Why Doesn’t The Apprentice Have Smart People Anymore?

The Apprentice has been one of my go-to favourite television shows for quite some time now, and as ashamed as I am to admit it when I can’t get my (Alan) Sugar-fix I have been known to dabble with the American Apprentice. Suffice to say I’ve seen a whole bunch of hopefuls trying to prove they’ve got business acumen and what it takes to be … The next apprentice.

However one thing is undoubtedly true, just as the X-Factor has become less about people who can actually sing over the years (Honey G… Really?) The Apprentice has become less and less about proving you’re sensible enough to run a business and more about throwing a bunch of idiots into a high-pressure situation and watching them capitulate as they make more and more of a fool of themselves. Just look at Donald Trump.

But honestly as entertaining as it is to see a group of grown women, who all allegedly have some form of business success, clamber their way through an antique selling task by selling all of the antiques for a fiver despite being explicitly told that the task was completely about finding the value in objects and getting the right price for them. Especially stupid when they could have just googled the items right? Anyway, my point is that it just isn’t any fun when you don’t expect anything different.

That’s why in the very next episode, I received absolutely no joy, or entertainment, in seeing the same, aforementioned, group attempt to shoot an advertisement for jeans, having forgotten to bring the jeans with them. I wasn’t shocked, I wasn’t surprised I was irritated. I will, however, admit that a reaction was provoked when the rest of the women all stood there gawping instead of immediately going to get the damn jeans. I wanted one of them to go and get the damn jeans.

Is that really the kind of reaction you want to elicit in your audience, the kind of self-indignant, narcissistic idea that ‘I can do better than these idiots’? Self-superiority is entertaining for some I guess, but for me personally, it’s not sustainable. I want to watch shows like the X-Factor and The Apprentice and be impressed. I want shows that are presented as competitions to feel like competitions where anyone could win, and anyone deserves to win. Not Kangaroo courts set up for us to laugh at everyone with someone getting handed a precious life changing opportunity at the end having forgotten to take jeans to a jean advert.

I don’t want to see fame hungry, hand-picked people to antagonise each other with opposing personalities like Big Brother, I want to see genuinely smart business people outdoing each other. I don’t want to see people making absolutely ridiculous, yet effortlessly quotable, sound-bites in pieces to cameras like ‘I’m the Leonardo Di Caprio of business’. I want to see people actually walking the walk, rather than talking the talk.

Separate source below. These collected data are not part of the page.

Issue #17227, opened 2024-01-11
Etcdutl migrate should read WAL from last snapshot


serathius:
### What would you like to be added?

When reading `etcdutl migrate` code I noticed that I made a mistake (not a serious one :P).

In code
https://github.com/etcd-io/etcd/blob/b3bf59a3557ce81fb9d4615df667b4cacc6a4f6d/etcdutl/etcdutl/migrate_command.go#L98-L101

I pass `walpb.Snapshot{}` as a reference to snapshot from which to start reading WAL. Empty struct means that fields `Index` and `Term` are set to `0`, which I think is interpreted as read from beginning. 

Instead of reading from the beginning we should be reading from the last snapshot, as this is the part of WAL we expect to be read by etcd when started.  

The important part is to update the tests to ensure that checking WAL entries work, we need:
* Test etcdutl migrate with and without snapshot
* Test etcdutl migrate detects a newer WAL entry and will abort
* Test etcdutl migrate passes if there was a snapshot after the newer WAL entry.

Current tests: https://github.com/etcd-io/etcd/blob/b3bf59a3557ce81fb9d4615df667b4cacc6a4f6d/tests/e2e/utl_migrate_test.go

### Why is this needed?

Improve correctness of etcdutl migrate command

serathius:
cc @siyuanfoundation

fykaa:
I would like to work on this issue, @serathius. Can you assign it to me?

ahrtr:
Overall it's a good idea so that we don't lose any data, which exist in WAL but not in bbolt db. 

ping @fykaa are you still working on this?

ArkaSaha30:
@fykaa I can take this up if you do not have the bandwidth

fykaa:
Hi @ArkaSaha30, I've started working on this. Forgot updating in the comments

serathius:
Ping @fykaa, do you mind if we reassign the issue so other contributors can help.

ahrtr:
It's similar to what the etcdserver bootstrap does.

https://github.com/etcd-io/etcd/blob/f128d89cea0b8d029cdb93d672099ab598c13e20/server/etcdserver/bootstrap.go#L391-L397

@joshuazh-x do you have bandwidth to take care of this ticket?

ahrtr:
I will take over this if nobody work on it this week.

PR #18010, opened 2024-05-15
Fix: reading last snapshot in etcdutl migrate command

fykaa:
Fixes a part of #17227 

In the `etcdutl/migrate_command.go` file, I've rectified a minor oversight in the logic for reading the last snapshot during the WAL migration process. Previously, an empty `walpb.Snapshot{}` was passed as a reference, that would result in reading of the WAL from the beginning.

I will raise a follow-up PR that should also cover the addition of test cases, completing the solution for this issue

The first Apprentice winner, Tim Campbell, worked for Alan Sugar for two years before leaving to found the Bright Ideas Trust charity, aimed to help young entrepreneurs get their ideas off the ground. He was awarded an MBE for his work. This year’s cast of the apprentice boasts someone who genuinely provided us with the following quote “If I wanted to be like everyone else, I’d have waxed my monobrow.” It’s like night and day people, night and day.

Honestly. When did this start happening? When did television become about seeing a bunch of idiots doing stupid things all of the time? Why doesn’t the Apprentice have smart people anymore? Answers on a postcard people.